Professor David David AC is a man of singular dedication, vision and – most importantly – legacy.
The ACU has performed more than 10,000 life-changing surgeries since its inception in 1975. The team has healed patients with clefts, growth disorders, trauma, tumours and more.
Beyond that, they've transferred their skills to surgeons around the world, commissioned, produced and promoted cutting-edge research, and influenced health policy around the world.
“When our surgical father, this chap called Tessier started off in the 1960s, some of the very serious craniofacial problems, really difficult ones were in mad houses. People thought they were mad, they were bad, they couldn't be treated,” Prof David explains.
“This man thought they could. His concept was one of teamwork. At the time, all of these surgical disciplines like brain surgery, plastic surgery, EMT surgery – they were all developed in separate silos.”
He identified the fact that seemingly insurmountable problems for one field were routine for another. By combining their expertise, these untreatable cases could become treatable.
An example is a maxillofacial surgeon being unable to reach a problem area because the brain is in the way – and declaring it inoperable. Tessier's solution was to find a brain surgeon, for whom moving the brain out of the way is an everyday task, and suddenly the problem is surmountable.
“He set this up in the late 1960s. Some of us, who are his surgical children – I'm the youngest of them – formed the International Society of Craniofacial Surgery.”
Prof David speaks fondly of Tessier, and of his other surgical siblings. Some of their photos adorn the walls of his office.
“We took Tessier's inspiration and a couple of us, a Canadian called Ian Munro, and another man called Linton Whitaker from Philadelphia, we developed it even further.
“We thought, hang on, if you're going to do this with just two guys, why don't we do the lot? Why don't we get a big team and set them up?”
Having spent time with Tessier in England and France, Prof David returned to South Australia.
Tessier had set out a document specifying that you needed a population of at least 15 million people to generate enough cases for a full time craniofacial unit. It wasn't something you could do as a hobby.
Prof David approached South Australia's Premier at the time, the famously reformist Don Dunstan, about setting up a craniofacial unit.
“Brilliant man that he was, he said okay, we've got all the expertise that we need in South Australia. It's a unique place. You've got wonderful universities, fantastic medical services, brilliant weather. We've got people who want to do this.
“We're a parliamentary democracy, we can do things. No bloody committees and all this nonsense – in one minute he just said right, we're going to do that. He said no one else in Australia is doing it, so we want to do it for Australia.”
But the ACU did not just operated for Australians. When officially formed in 1975, the ACU became a regional centre that serviced all of South East Asia, from Shanghai to Indonesia.

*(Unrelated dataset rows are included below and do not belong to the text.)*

Issue #363, opened 2022-07-08
TC: Internally replace enums with unions of structs.


kontheocharis:

kontheocharis:
- [ ] test

PR #364, opened 2022-07-08
TC: Introduce unions and the "never" type

### LINKED ISSUE #357: TC: Add support for unions and never

kontheocharis:
This is needed to tackle #363 as well as for the "never" type which was missing up until now. In many ways, unions are dual to merges (and to tuples in other contexts). Currently only nominals can be "unioned", to support enum definitions as unions of structs. In the future this might change.

Closes #357.

### DIFF
--- a/compiler/hash-typecheck/Cargo.toml
+++ b/compiler/hash-typecheck/Cargo.toml
@@ -7,11 +7,12 @@ edition = "2021"
 [dependencies]
 slotmap = "1.0"
 dashmap = "5.1"
+itertools = "0.10"
 
 hash-ast = { path = "../hash-ast" }
 hash-source = { path = "../hash-source" }
 hash-utils = { path = "../hash-utils" }
 hash-alloc = { path = "../hash-alloc" }
-hash-reporting = {path = "../hash-reporting" }
-hash-pipeline = {path = "../hash-pipeline" }
-hash-error-codes = {path = "../hash-error-codes" }
+hash-reporting = { path = "../hash-reporting" }
+hash-pipeline = { path = "../hash-pipeline" }
+hash-error-codes = { path = "../hash-error-codes" }
--- a/compiler/hash-typecheck/src/diagnostics/reporting.rs
+++ b/compiler/hash-typecheck/src/diagnostics/reporting.rs
@@ -481,6 +481,25 @@ impl<'gs, 'ls, 'cd, 's> From<TcErrorWithStorage<'gs, 'ls, 'cd, 's>> for Report {
                     // used within this position
                 }
             }
+            TcError::InvalidUnionElement { term } => {
+                builder
+                    .with_error_code(HashErrorCode::InvalidUnionElement)
+                    .with_message("invalid element within a union");
+
+                if let Some(location) = err.location_store().get_location(term) {
+                    builder.add_element(ReportElement::CodeBlock(ReportCodeBlock::new(
+                        location,
+                        format!(
+                            "cannot use the type `{}` within a union",
+                            term.for_formatting(err.global_storage()),
+                        ),
+                    )));
+
+                    // @@Todo(feds01): add more helpful information about why
+                    // this particular type cannot be
+                    // used within this position
+                }
+            }
             TcError::InvalidTypeFunctionParameterType { param_ty } => {
                 builder
                     .with_error_code(HashErrorCode::DisallowedType)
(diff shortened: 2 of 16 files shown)


compiler/hash-typecheck/Cargo.toml
```diff
@@ -7,11 +7,12 @@ edition = "2021"
 [dependencies]
 slotmap = "1.0"
 dashmap = "5.1"
+itertools = "0.10"
```
feds01, line 10: What is this dependency for?

compiler/hash-typecheck/src/diagnostics/reporting.rs
```diff
@@ -481,6 +481,25 @@ impl<'gs, 'ls, 'cd, 's> From<TcErrorWithStorage<'gs, 'ls, 'cd, 's>> for Report {
...
+                if let Some(location) = err.location_store().get_location(term) {
+                    builder.add_element(ReportElement::CodeBlock(ReportCodeBlock::new(
+                        location,
+                        format!(
+                            "cannot use the type `{}` within a union",
+                            term.for_formatting(err.global_storage()),
+                        ),
+                    )));
+
+                    // @@Todo(feds01): add more helpful information about why
```
feds01, line 498: maybe make this an issue?

compiler/hash-typecheck/src/ops/simplify.rs
```diff
@@ -953,6 +974,85 @@ impl<'gs, 'ls, 'cd, 's> Simplifier<'gs, 'ls, 'cd, 's> {
...
+                    if self.unifier().terms_are_equal(first, second) {
+                        simplified_once = true;
+                        merged[*first_idx] = merged[*first_idx].map(|_| first);
+                        merged[*second_idx] = None;
+                    } else {
+                        merged[*first_idx] = merged[*first_idx].map(|_| first);
+                        merged[*second_idx] = merged[*second_idx].map(|_| second);
+                    }
+                }
+                _ => unreachable!(),
```
feds01, line 1043: maybe make this a `tc_panic`?

compiler/hash-typecheck/src/ops/simplify.rs
```diff
@@ -953,6 +974,85 @@ impl<'gs, 'ls, 'cd, 's> Simplifier<'gs, 'ls, 'cd, 's> {
...
+            }
+        }
+        let result: Vec<_> = merged.into_iter().flatten().collect();
+
+        // Only return if it has been simplified
+        if !simplified_once {
+            Ok(None)
+        } else {
+            Ok(Some(result))
+        }
```
feds01, line 1053: does this need to copy locations for anything?

compiler/hash-typecheck/src/ops/unify.rs
```diff
@@ -278,6 +284,44 @@ impl<'gs, 'ls, 'cd, 's> Unifier<'gs, 'ls, 'cd, 's> {
...
+                for inner_target_id in inner_target {
+                    match self.unify_terms(simplified_src_id, inner_target_id) {
+                        Ok(result) => {
+                            return Ok(result);
+                        }
+                        Err(e) if first_error.is_none() => {
+                            first_error = Some(e);
+                            continue;
+                        }
+                        _ => continue,
```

“We still have a big input, a big influx from people in South East Asia. At the very moment I have patients from Dubai, from Indonesia, from Malaysia. Every day we get people coming, wanting our expertise,” says Prof David.
It must be multidisciplinary, able to tackle whatever conditions they're presented with. It must be cradle to grave, with no distinctions based on age. Their work must have protocols and measurable outcomes.The fourth principle is that it must be scientifically based. It must also have a strong focus on education and training. Finally, it must be full-time – no hobbyist surgeons dabbling in the field.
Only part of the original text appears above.